For the second consecutive day, the USD/JPY pair was exposed to profit-taking sales after the pair moved towards the 112.22 resistance at the end of last week’s trading, recording its highest level in 10 months. The bearish correction pushed the pair towards the 110.33 support in the beginning of this week’s trading, and after the recent Japanese yen losses, we confirmed that these losses will not last long. The Japanese yen is still one of the most important safe havens for investors after gold since the beginning of the deadly Coruna epidemic. Especially amid expectations that global output may decline for the first time since the global financial crisis, and all global stock markets fell yesterday. In a sign of confirmation of how sentiment was negatively affected, gold rose 1.8% to $1689 an ounce, its highest level in seven years, as traders sought financial assets that some consider safer in times of tension as is now.
Coronavirus negative impact expectations are constantly increasin. Bin Mai, director of global macroeconomics research at Oxford University of Economics, believes that now the global economy may see its first seasonal drop in seasonally adjusted production since the global financial crisis more than a decade ago. The comparisons of the 2003 SARS epidemic, another deadly epidemic that originated in China, is not reassuring, because China’s share of the global economy is much greater than it was at the time, and the supply chains transporting raw materials, spare parts and products across the global economy, are more than ever.

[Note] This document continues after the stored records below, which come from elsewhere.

PR #47, opened 2024-10-23
Save Class Probability Columns in Outputs Tracker and Inference Results

### LINKED ISSUE #39: Save Class Probabilities during Inference
During inference prediction, the `results.csv` outputs the filename, optional offset (sliding window), prediction, and output (list of logits) for each sample.
This should be extended to include the output probabilities as well.
- classification: include a separate column for each class in the dataset
- regression: include a separate column for each target (re-scaled): this requires the target transform to have names for the target similar to classification. We currently do not yet support multi-target regression but this may be good to add then as well.

ramppdev:
Closes #39 by tracking additionally saving the class probabilities alongside the model outputs / predictions.
- Split target transforms into separate files for readability.
- Extended the target transform pipeline: `M.outputs` -> `T.probabilities_batch` -> `T.predict_batch` -> `T.decode` (elementwise) -> `decoded predictions`
  - Instead of model output logits, `T.predict_batch` now takes in model output probabilities
  - While being unnecessrary, also applying the Softmax function for multi-class classification now as it is technically correct and unifies the pipeline purpose
  - For regression, `T.probabilities_batch` is a no-op.
- To obtain a mapping of the target / labels and the probabilities, added `T.probabilities_to_dict` (this means that the `MinMaxScaler` now also adds the `target_column` as its target name).
- Based on `T.probabilities_to_dict`, a column for each target / label can be constructed. The columns are added both to the `dev_results.csv` produced during training for each evaluation, `test_results.csv` for testing, and `results.csv` produced during inference.
- Caught a small bug where audio files were padded during inference without knowing their sample rate.


autrainer/datasets/utils/target_transforms/min_max_scaler.py
```diff
@@ -0,0 +1,97 @@
...
+        """Get the encoded probabilities from a batch of model outputs by
+        returning the raw values.
+
+        Args:
+            x: Batch of model outputs.
+
+        Returns:
+            Encoded probabilities.
+        """
+        return x
```
ATriantafyllopoulos, line 61: Shouldn't this be put through `sigmoid`?

ramppdev: Yeah, for the regression task there is no way of knowing that the output lies in this range, i.e. we now treat everything as raw logits and as there is no adequate "probability" function for the continuous regression targets `probabilities_batch` serves as a no-op here.

Why should we apply sigmoid here?

ATriantafyllopoulos: Because the `MinMaxScaler` conceptually serves to limit the target range to `[0, 1]`. However, since the training happens with raw logits, the model can still output values beyond that range, which are then transformed back to the original scale.

An example is age classification. We might train a model to predict age values in the range `[0, 100]`, and use the `MinMaxScaler` to limit that to `[0, 1]` for training. But we don't want the model to output anything `<0`

ramppdev: Ok yeah so the `probabilities_batch` should take care of assuring that the expected limit is actually enforced? This raises 2 questions for me:
1. Why do we want to appy the sigmoid function here? Since we train the model on the "raw logits" wouldnt this conceptually change the actual "prediction" we present to the user in a non-linear way? Also i assume [0,1] may not be the only range used for scaling? Would just clamping the output to the range [minimum, maximum] solve the issue more elegantly?
2. What happens if the user does not want to scale at all? We should probably provide another target transform for regression in that case?

ATriantafyllopoulos: 1. Yes, it was actually why the `sigmoid` flag was there in some models, now that I think back on it ;)

2. Yeah, this is a question of how much we hide under the hood. The user now provides a column that needs to be regressed. We assume that this column covers the entire range of the values that the user expects to get in the output (e.g. age in the range 0-100). I think from a user perspective, I would expect to get the same range in the output (or less of course, if the model never predicts correctly) but *nothing* outside that range. And this can be achieved by either a `sigmoid` or `clamping`. I find the `sigmoid` a more natural, continuous and smooth transformation, but maybe `clamping` also works (though it might harm correlations)..

ramppdev: Okay makes sense now when the sigmoid is included in the training process as well.
If we train on the raw logits it would make more sense to me to just clamp the values IMO.
I still dont get why it would be fine to transform the outputs in a non-linear way using the sigmoid function only for inference without the model training on it?

ATriantafyllopoulos: Oh yes, I was thinking mainly in terms of Spearman's rho, which won't change after applying a monotonic transformation, but of course MSE and stuff would break.

So do you think we should clamp by default without any explicit user control? It's also not my favorite. 

I guess the optimal would be to always use `sigmoid` when doing regression (and then always combine with the `MinMaxScaler` and make the sigmoid part of the model). Do we want to reintroduce that? But that will then "allow" the user to use `sigmoid` also for `multi-label`, where we deactivated it to prevent doing it twice.

ramppdev: One solution avoiding re-introducing potentially problematic sigmoid / softmax layers in the forward pass would be:
- Since the `MinMaxScaler` has targets in the range of [0,1] it is safe to apply the Sigmoid function in `probabilities_batch` during **both** training and inference -> call `probabilities_batch` before passing the outputs to the loss function.
- Loss functions now take in probabilities: this would mean switching to from `CrossEntropyLoss` to `NLLLoss` for multi-class and from `BCEWithLogitsLoss` to `BCELoss` for multi-label classification as `probabilities_batch` applies the corresponding Softmax / Sigmoid layer already.
- At the same time allow different choices for target transforms in the case of (multi-target) regression: introduce a new parameter to regression dataset configurations, selecting either "bounded" (our `MinMaxScaler`) or "unbounded" (new simplified target transform without scaling and without applying sigmoid) regression.

The other solution would be to not include Sigmoid during inference as the network learns to model the targets based on its raw logit output. After that we can clamp the outputs (here it is also a question if the user wants that, maybe introducing a new simplified regression target transform could be useful here as well), which will also result in a bounded  prediction in the expected range, and correctly represents the model outputs.

Both solution are valid in my opinion, the first one provides more control to the user in my opinion but is not backwards compatible. I would avoid introducing sigmoid / softmax layers in models as this can potentially lead to more complex bugs downstream which are definitely harder to debug / constrain through checks everywhere (we didnt notice the potential of the bug for quite some time).

While we are at it and talking about regression target scaling: Should we calculate the minimum and maximum based on the complete dataset targets not only train?
https://github.com/autrainer/autrainer/blob/0d27903f7b3d889b4cd40fbe07d053424ac20db8/autrainer/datasets/abstract_dataset.py#L545-L551

ATriantafyllopoulos: > While we are at it and talking about regression target scaling: Should we calculate the minimum and maximum based on the complete dataset targets not only train?

No, we should not introduce more information leakage from other sets :)

> we could also just add a new argument to probabilities_batch like train: False which dynamically determines if the model is in training or eval mode, and have a no-op for classification tasks during training here.

I find that way too opaque for users to follow, and would avoid that. I'd rather prefer an option that can be easily made transparent to the users (and potential contributors)

The problem with the loss functions for classification is that `NLLloss` needs `log_softmax`, not "just" `softmax`.

---

Let me try to think out loud. We're discussing here an interface between several things:

1. The labels, and correspondingly the dataset, which determine the range for the target value
2. The model which learns to predict this target value, and should ideally only output values in the input range (note: for classification, let's assume our range is [0, 1] for each logit/probabilities)
3. The loss function, which might be "opinionated" regarding what goes in and out (e.g. `NLLLoss` needs `log_softmax` inputs)

So the `TargetTransform` should handle all of this. For now, we have chosen to use the `TargetTransform` only under the hood, i.e. to hide it from the user. I think we should keep it like this.

The user then expects:

a. For regression, to get one column with values in the same range as what they gave as targets
b. For classification, one column per class with its probability (plus one column with the argmax prediction in case of standard classification)

The `TargetTransform` is "fitted" inside the dataset, thus should not have any information regarding the model or loss function. This is why we disabled the option to use `sigmoid/softmax` in the models.

It feels to me as if the `TargetTransform` should have two separate methods for use during training (i.e. what is passed to the loss function) and inference (i.e. what is tracked during training and exposed to the user).

+ For `LabelEncoder`, the training method would be a no-op and the inference method a `softmax`
+ For `MinMaxScaler`, both methods would apply the `sigmoid`

How do you think about that?

ramppdev: This sounds like a very good solution to me!
This is basically the better approach of the previous solution but disentangles the if training / else check and rightfully delegates that to separate more clear functions. I will get to work.

Regarding the bounded / unbounded regression: should we also introduce an additional target transform which does not apply the Sigmoid function and target scaling?

ATriantafyllopoulos: > Regarding the bounded / unbounded regression: should we also introduce an additional target transform which does not apply the Sigmoid function and target scaling?

I would not do it for now because I don't want to expose it as an option to the user yet. It's not yet clear how to do that properly. E.g. now the choice of transform is based on the dataset class, but then it would become conditional on some hparam from `hydra`, and the user might not know where to start. Let's not give too many freedoms yet ;)

ramppdev:
Alright, implemented https://github.com/autrainer/autrainer/pull/47#discussion_r1816725188 as follows:
- renamed `probabilities_batch` and `predict_batch` to `probabilities_inference` and `predict_inference`
- added the Sigmoid function to `MinMaxScaler.probabilities_inference` such that outputs are bound to the range [0,1] during inference
- added `probabilities_training` to all target transforms (no-op for classification, Sigmoid for regression)
- added `probabilities_training` between the model outputs and criterion for training and evaluation (during evaluation needed to obtain the correct loss)
- updated optional `optimizer.custom_step` to use the `probabilities_training` function

In any case we still report the model output "logits" and only use the "probabilities" for the loss function i.e. everything stays the same in terms of logged outputs.

ATriantafyllopoulos (approved):

PR #53, opened 2024-10-27
Add Multi-Target Regression Task

### LINKED ISSUE #48: Add Multi-Target Regression Task
We currently support multi-class and multi-label classification but only single-target regression.
It is useful to add this, as #46 would also benefit from using multiple regression targets at once.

In the same context. Kristalina Georgieva, head of the International Monetary Fund, said the fund's basic scenario is that the Chinese economy is slowing down but it may return to normal in the second quarter. "But we are looking at more terrifying scenarios, as the virus continues to spread longer and more globally, and the consequences of growth are more prolonged," she said.

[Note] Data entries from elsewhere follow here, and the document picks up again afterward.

PR #54, opened 2024-10-29
Update dataset interface

ATriantafyllopoulos:
@ramppdev this is a draft PR for changing the underlying dataset. I want your feedback on whether I'm on the right direction before finishing/debugging/testing.

Basically I have done two major changes:

1. Use `@cached_property` for `train_df`, `dev_df`, `test_df`, which defaults to the current structure, but can be overriden if the user doesn't want to change the original format. I also adapted the datasets already which *cannot* be downloaded automatically. For those that can, I have no problem with the original format.ee 

2. Change the `preprocess_script` to *instantiate* the dataset rather than load the CSVs manually, then rely on the `DatasetWrapper` and `torch.utils.data.DataLoader` interfaces for iterating through the data, extracting features, and storing the data

There's probably a few other things to change, but hopefully this would relax the restrictions we have on the "hard" dataset format and rely on the programmatic interface of `DatasetWrapper`..

So let me know what you think of this new format and whether I've messed up something greatly before I continue!

### DIFF
--- a/autrainer/core/scripts/preprocess_script.py
+++ b/autrainer/core/scripts/preprocess_script.py
@@ -145,8 +145,6 @@ class PreprocessScript(AbstractPreprocessScript):
             features_subdir = dataset["features_subdir"]
             dataset["features_subdir"] = None
             data = autrainer.instantiate(dataset)
-            if features_path is None:
-                features_path = data.path
             # manually disable dataset transforms
             data.train_transform = None
             data.dev_transform = None
--- a/autrainer/core/scripts/preprocess_script.py
+++ b/autrainer/core/scripts/preprocess_script.py
@@ -160,7 +160,7 @@ class PreprocessScript(AbstractPreprocessScript):
                     dataset=d,
                     shuffle=False,
                     num_workers=self.num_workers,
-                    batch_size=1,  # TODO: can we do it batched?
+                    batch_size=1,
                 )
                 for data in tqdm.tqdm(
                     loader,
--- a/autrainer/core/scripts/preprocess_script.py
+++ b/autrainer/core/scripts/preprocess_script.py
@@ -144,7 +144,6 @@ class PreprocessScript(AbstractPreprocessScript):
             data.train_transform = None
             data.dev_transform = None
             data.test_transform = None
-            os.makedirs(data.features_subdir, exist_ok=True)
 
             pipeline = SmartCompose(
                 [
--- a/autrainer/core/scripts/preprocess_script.py
+++ b/autrainer/core/scripts/preprocess_script.py
@@ -139,8 +139,8 @@ class PreprocessScript(AbstractPreprocessScript):
             dataset["file_type"] = None
             dataset["seed"] = 0  # ignored
             dataset["batch_size"] = 8  # ignored
-            _ = dataset.pop("criterion")
-            _ = dataset.pop("transform")
+            dataset.pop("criterion")
+            dataset.pop("transform")
             features_path = dataset.pop("features_path")
             features_subdir = dataset["features_subdir"]
             dataset["features_subdir"] = None
--- a/autrainer/core/scripts/preprocess_script.py
+++ b/autrainer/core/scripts/preprocess_script.py
@@ -141,7 +141,7 @@ class PreprocessScript(AbstractPreprocessScript):
             dataset["batch_size"] = 8  # ignored
             dataset.pop("criterion")
             dataset.pop("transform")
-            features_path = dataset.pop("features_path")
+            features_path = dataset.pop("features_path", dataset["path"])
             features_subdir = dataset["features_subdir"]
             dataset["features_subdir"] = None
             data = autrainer.instantiate(dataset)
--- a/autrainer/core/scripts/preprocess_script.py
+++ b/autrainer/core/scripts/preprocess_script.py
@@ -108,7 +108,6 @@ class PreprocessScript(AbstractPreprocessScript):
             )
 
     def _preprocess_datasets(self) -> None:
-        from concurrent.futures import ThreadPoolExecutor
         import os
         from pathlib import Path
 
@@ -117,80 +116,6 @@ class PreprocessScript(AbstractPreprocessScript):
 
         from autrainer.datasets.utils import AbstractFileHandler
         from autrainer.transforms import SmartCompose
-
-        def _get_csvs(path: str) -> List[str]:
-            return [
-                f
-                for f in os.listdir(path)
-                if os.path.isfile(os.path.join(path, f)) and f.endswith(".csv")
-            ]
-
-        def _read_csvs(path: str, files: List[str]) -> List[pd.DataFrame]:
-            return [pd.read_csv(os.path.join(path, f)) for f in files]
-
-        def _get_unique_files(
-            dfs: List[pd.DataFrame],
-            column: str,
-        ) -> List[str]:
-            return pd.concat(dfs, ignore_index=True)[column].unique().tolist()
-
-        def _create_subdirs(path: str, files: List[str]) -> None:
-            dirs = {os.path.dirname(os.path.join(path, f)) for f in files}
-
-            for d in dirs:
-                os.makedirs(d, exist_ok=True)
-
-        def _split_chunks(files: List[str], chunks: int) -> List[List[str]]:
-            if chunks == 1:
-                return [files]
-            avg = len(files) / chunks
-            out = []
-            last = 0
-            while last < len(files):
-                out.append(files[int(last) : int(last + avg)])
-                last += avg
-            return out
-
-        def _process_chunk(
-            chunk: List[str],
-            dataset: dict,
-            preprocess: dict,
-            pbar: tqdm,
-            lock: Any,
-        ) -> None:
-            file_handler = autrainer.instantiate_shorthand(
-                config=preprocess["file_handler"],
-                instance_of=AbstractFileHandler,
-            )
-            output_file_handler = autrainer.instantiate_shorthand(
-                config=dataset["file_handler"],
-                instance_of=AbstractFileHandler,
-            )
-            pipeline = SmartCompose(
-                [
-                    autrainer.instantiate_shorthand(t)
-                    for t in preprocess["pipeline"]
-                ]
-            )
-
-            file_count = 0
-            for file_path in chunk:
-                in_path = Path(dataset["path"], "default", file_path)
-                out_path = Path(
-                    dataset["path"],
-                    dataset["features_subdir"],
-                    file_path,
-                ).with_suffix("." + dataset["file_type"])
-                data = file_handler.load(in_path)
-                data = pipeline(data, 0)
-                output_file_handler.save(out_path, data)
-                del data
-                file_count += 1
-                if file_count % self.update_frequency == 0:
-                    with lock:
-                        pbar.update(self.update_frequency)
-            with lock:
-                pbar.update(file_count % self.update_frequency)
 
         print("Preprocessing datasets...")
         for (name, dataset), preprocess in zip(
@@ -257,36 +182,8 @@ class PreprocessScript(AbstractPreprocessScript):
                         continue
                     output_file_handler.save(
                         out_path,
-                        pipeline(data[0], 0)  #TODO: why 0?
+                        pipeline(data[0], 0)
                     )
-            # csvs = _get_csvs(dataset["path"])
-            # dfs = _read_csvs(dataset["path"], csvs)
-            # unique_files = _get_unique_files(dfs, dataset["index_column"])
-            # _create_subdirs(
-            #     os.path.join(dataset["path"], dataset["features_subdir"]),
-            #     unique_files,
-            # )
-            # chunks = _split_chunks(unique_files, self.num_workers)
-            # lock = tqdm.get_lock()
-            # with tqdm(
-            #     total=len(unique_files),
-            #     desc=name,
-            #     disable=self.update_frequency == 0,
-            # ) as pbar:
-            #     with ThreadPoolExecutor(self.num_workers) as executor:
-            #         futures = [
-            #             executor.submit(
-            #                 _process_chunk,
-            #                 chunk,
-            #                 dataset,
-            #                 preprocess,
-            #                 pbar,
-            #                 lock,
-            #             )
-            #             for chunk in chunks
-            #         ]
-            #         for future in futures:
-            #             future.result()
 
 
 @catch_cli_errors
--- a/autrainer/core/scripts/preprocess_script.py
+++ b/autrainer/core/scripts/preprocess_script.py
@@ -25,6 +25,90 @@ class PreprocessArgs(PreprocessArgs):
     update_frequency: int
 
 
+def preprocess_main(
+    name: str,
+    dataset: DictConfig,
+    preprocess: DictConfig,
+    num_workers: int,
+    update_frequency: int,
+):
+    import os
+    from pathlib import Path
+
+    from tqdm import tqdm
+
+    from autrainer.datasets.utils import AbstractFileHandler
+    from autrainer.transforms import SmartCompose
+
+    print(f" - {name}")
+    if preprocess is None:
+        print("No preprocessing specified. Skipping...")
+        return
+    # set dataset file handler as output handler
+    # as dataset is already configured
+    # to work with the output of the preprocessing script
+    output_file_handler = autrainer.instantiate_shorthand(
+        config=dataset["file_handler"],
+        instance_of=AbstractFileHandler,
+    )
+    output_file_type = dataset["file_type"]
+
+    # override dataset file handling to work with raw audio
+    dataset["file_handler"] = preprocess["file_handler"]
+    # None allows dataset to work with all audio files
+    dataset["file_type"] = None
+    dataset["seed"] = 0  # ignored
+    dataset["batch_size"] = 8  # ignored
+    dataset.pop("criterion")
+    dataset.pop("transform")
+    features_path = dataset.pop("features_path")
+    if features_path is None:
+        features_path = dataset["path"]
+    features_subdir = dataset["features_subdir"]
+
+    dataset["features_subdir"] = None
+    data = autrainer.instantiate(dataset)
+    # manually disable dataset transforms
+    data.train_transform = None
+    data.dev_transform = None
+    data.test_transform = None
+
+    pipeline = SmartCompose(
+        [autrainer.instantiate_shorthand(t) for t in preprocess["pipeline"]]
+    )
+    for d, n in (
+        (data.train_dataset, "train"),
+        (data.dev_dataset, "dev"),
+        (data.test_dataset, "test"),
+    ):
+        loader = torch.utils.data.DataLoader(
+            dataset=d,
+            shuffle=False,
+            num_workers=num_workers,
+            batch_size=1,
+        )
+        for instance in tqdm(
+            loader,
+            total=len(loader),
+            desc=f"{name}-{n}",
+            disable=update_frequency == 0,
+        ):
+            # TODO: will be streamlined once we switch to dataclass
+            index = d.df.index[int(instance[2])]
+            item_path = d.df.loc[index, d.index_column]
+            out_path = Path(
+                features_path,
+                features_subdir,
+                os.path.basename(item_path),
+            ).with_suffix("." + output_file_type)
+            os.makedirs(os.path.dirname(out_path), exist_ok=True)
+            if os.path.exists(out_path):
+                continue
+            output_file_handler.save(
+                out_path, pipeline(instance[0].squeeze(dim=0), 0)
+            )
+
+
 class PreprocessScript(AbstractPreprocessScript):
     def __init__(self) -> None:
         super().__init__(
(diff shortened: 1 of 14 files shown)


ramppdev:
Ok i have some general questions on the intended functionality to understand it fully:
- the goal is to relax the dataset configuration such that the dataframes can be located anywhere + have any format (e.g. txt files for AIBO)? By default the CSVs are expected to be located in `{path}/train.csv` and so on?
- delegate loading and returning the dataframes to the dataset instance during preprocessing such that we do not rely on a fixed format

autrainer/core/scripts/preprocess_script.py
```diff
@@ -196,39 +197,96 @@ def _process_chunk(
...
+            data = autrainer.instantiate_shorthand(dataset)
+            loader = torch.utils.data.DataLoader(
+                torch.utils.data.ConcatDataset(
+                    data.train_dataset,
+                    data.dev_dataset,
+                    data.test_dataset
+                ),
+                shuffle=False,
+                num_workers=self.num_workers,
+                batch_size=1  #TODO: can we do it batched?
```
ramppdev, line 223: This one can be removed i think, seems like the loader below does the same.

autrainer/core/scripts/preprocess_script.py
```diff
@@ -196,39 +197,96 @@ def _process_chunk(
...
-                        for chunk in chunks
-                    ]
-                    for future in futures:
-                        future.result()
+            for d, n in (
+                (data.train_dataset, "train"),
+                (data.dev_dataset, "dev"),
+                (data.test_dataset, "test"),
+            ):
+                loader = torch.utils.data.DataLoader(
```
ramppdev, line 236: Yes, we can do it batched in theory. We can get the current batch size directly from the main configuration file as well.

autrainer/core/scripts/preprocess_script.py
```diff
@@ -196,39 +197,96 @@ def _process_chunk(
...
+                    out_path = Path(
+                        dataset["path"],
+                        features_subdir,
+                        os.path.basename(item_path),
+                    ).with_suffix("." + output_file_type)
+                    if os.path.exists(out_path):
+                        continue
+                    output_file_handler.save(
+                        out_path,
+                        pipeline(data[0], 0)  #TODO: why 0?
```
ramppdev, line 260: The `0` is the index of the sample in the dataset, which we previously could not have known but needs to be passed here as some transforms may rely on it. Since preprocessing should be "static" it is hardcoded here for determinism, ref: https://github.com/autrainer/autrainer/blob/e1ecb6c2a4e98ed6e00abd9d6423117bfdb9abbb/autrainer/transforms/smart_compose.py#L93-L108

But yeah this would also be greatly streamlined once we switch to a dataclass for transforms and datasets.

ramppdev (commented):
There are some things in the preprocessing script i am not sure would work right now so we need to probably adapt this a bit again.
But from a dataset perspective i really like the direction!

autrainer/core/scripts/preprocess_script.py
```diff
@@ -196,39 +197,96 @@ def _process_chunk(
...
+            output_file_handler = autrainer.instantiate_shorthand(
+                config=dataset["file_handler"],
+                instance_of=AbstractFileHandler,
+            )
+            output_file_type = dataset["file_type"]
+            # set features_subdir to None (defaults to audio)
+            # so that iteration takes place over raw data
+            dataset["features_subdir"] = None
+            dataset["file_handler"] = preprocess["file_handler"]
+            dataset["file_type"] = preprocess["file_type"]
```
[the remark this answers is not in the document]
ATriantafyllopoulos: Oh, okay here I jumped to conclusions without checking too deeply.

I assumed that in this place `dataset["file_handler"]` will already be set to e.g. `npy` for numpy arrays? So I need to set it to whatever the `preprocessing` handles. Since we only allow preprocessing of audio files, I can then set this to  `AudioFileHandler`?

Maybe a different question, I was not sure how the script "understands" what data/feature combinations to extract. Are the dataset `yamls` the ones included in the main `config.yaml`? So then they are already using the `npy` chain of transforms for features? Or are there different config files used for preprocessing?

What is the workflow?

autrainer/core/scripts/preprocess_script.py
```diff
@@ -196,39 +197,96 @@ def _process_chunk(
...
+            if preprocess is None:
```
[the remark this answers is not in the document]
ATriantafyllopoulos: But the check was there no? https://github.com/autrainer/autrainer/blob/2cdd8bb64ca6550a69a58e22bf291664c6d2a9f0/autrainer/core/scripts/preprocess_script.py#L199

autrainer/core/scripts/preprocess_script.py
```diff
@@ -196,39 +197,96 @@ def _process_chunk(
...
                 continue
-
-            csvs = _get_csvs(dataset["path"])
-            dfs = _read_csvs(dataset["path"], csvs)
-            unique_files = _get_unique_files(dfs, dataset["index_column"])
-            _create_subdirs(
-                os.path.join(dataset["path"], dataset["features_subdir"]),
-                unique_files,
+            data = autrainer.instantiate_shorthand(dataset)
```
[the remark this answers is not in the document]
ATriantafyllopoulos: > At a later point if the user wants to use preprocessed data with the full dataset (another config), preprocessing will not run again and there will be missing data.

This is also something this PR changes, I forgot to write it, but it's something I wanted to change anyway. Now the data preprocessing runs again, but omits *single instances* that have been extracted in the past.

The original intent of this change is to account for cases where the `preprocessing` crashes or is stopped prematurely, and the user does not to re-extract all features. But I think this will cover your concern as well?

autrainer/core/scripts/preprocess_script.py
ATriantafyllopoulos: Do all transforms work in batched mode though?

autrainer/core/scripts/preprocess_script.py
ATriantafyllopoulos: I thought so..So maybe I just leave it to 0 for now?

autrainer/core/scripts/preprocess_script.py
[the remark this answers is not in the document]
ramppdev: > I assumed that in this place `dataset["file_handler"]` will already be set to e.g. `npy` for numpy arrays? So I need to set it to whatever the `preprocessing` handles. Since we only allow preprocessing of audio files, I can then set this to `AudioFileHandler`?

We can exploit multiple things here, e.g. if we preprocess log-Mel-spectrograms, the dataset config has the `NumpyFileHandler` and the `file_type` is set to `npy` which is our target file type that we use in combination with the dataset file handler to correctly export the features.
Since we assume that we are dealing with audio files when trying to extract log-Mel-spectrograms, the `file_type` is not needed as `AudioFileHandler` can load multiple audio file formats and the exact format used is hardcoded in the default `index_column` of our dataframes (this would be the file format the dataset comes with).

> Maybe a different question, I was not sure how the script "understands" what data/feature combinations to extract. Are the dataset `yamls` the ones included in the main `config.yaml`? So then they are already using the `npy` chain of transforms for features? Or are there different config files used for preprocessing?

We have an input file handler tasked with loading the features and an output file handler tasked with saving the features during preprocessing.

The input file handler is specified in the preprocessing config (e.g., in `conf/log_mel_16k` for log-Mel-spectrograms feature extraction).
Here we assume that our input data are audio files stored in a file type compatible with our `AudioFileHandler`. The concrete file type is specified in the `index_colum` file endings of our dataframes (these were loaded directly before such that the dataset instance would not overlay the file type).

The output file handler is defined in the dataset configuration file (e.g., the `NumpyFileHandler` with `npy` as file type for already processed log-Mel spectrograms).
This file handler from the dataset configuration serves as the handler to save the processed features (transformed through the `pipeline` in the preprocessing configuration) with the `file_type` format specified in the dataset configuration.
At the same time this file handler is tasked with loading the features during training.

So the full workflow is the combination of the input file handler from the preprocessing config -> the feature extraction pipeline from the preprocessing config -> the output file handler from the dataset config -> stored features at location `{features_subdir}` (matches the name of the preprocessing config) -> the file handler specified in the dataset configuration -> preprocessed data ready for training

autrainer/core/scripts/preprocess_script.py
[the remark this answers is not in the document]
ramppdev: Sorry i was too unspecific, i mean that it cant be None here as you access e.g., `preprocess["file_handler"]` 2 lines above risking a `KeyError`.

autrainer/core/scripts/preprocess_script.py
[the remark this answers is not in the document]
ramppdev: Ok got it, yeah this would solve the issue. But then, preprocessing has to be run explicitly for ALL datasets used (we need to keep this in mind). Right now if datasets subsets would be used we process them once for all and any dataset configuration relying on already extracted features would not need to be re-run. I think this was not clear to the user anyways and repeated execution of `autrainer preprocess` would just have been a no-op anyways.

autrainer/core/scripts/preprocess_script.py
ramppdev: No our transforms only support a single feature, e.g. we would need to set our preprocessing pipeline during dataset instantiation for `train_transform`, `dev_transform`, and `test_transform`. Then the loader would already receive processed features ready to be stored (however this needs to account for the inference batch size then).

The US economy, unlike the rest of the world’s economies, has not been greatly affected by the paralysis in economic performance in China, even with the outbreak in many countries of the world. Economists attributed the matter to the lack of close linkage between the US and Chinese economies, as is the case with many global economies, such as the European Union, Japan, South Korea and Australia, for example. But at the same time, the US Federal Reserve announced that it would monitor the situation to determine what would be appropriate if the economy was affected by the epidemic and its consequences.
According to the technical analysis of the pair: Despite the USD/JPY bearish correction, the general trend of the pair is still bullish as long as it is stable above the 110.00 psychological resistance, and this appears clear from the performance on the daily chart below. We still prefer to buy the pair from each lower level, especially if it went to the 109 support or below. The closest support levels for the pair are currently 110.20, 109.55 and 108.80, respectively.
As for the economic calendar data today: The focus will be on the U.S data, Consumer Confidence and Richmond Industrial Index.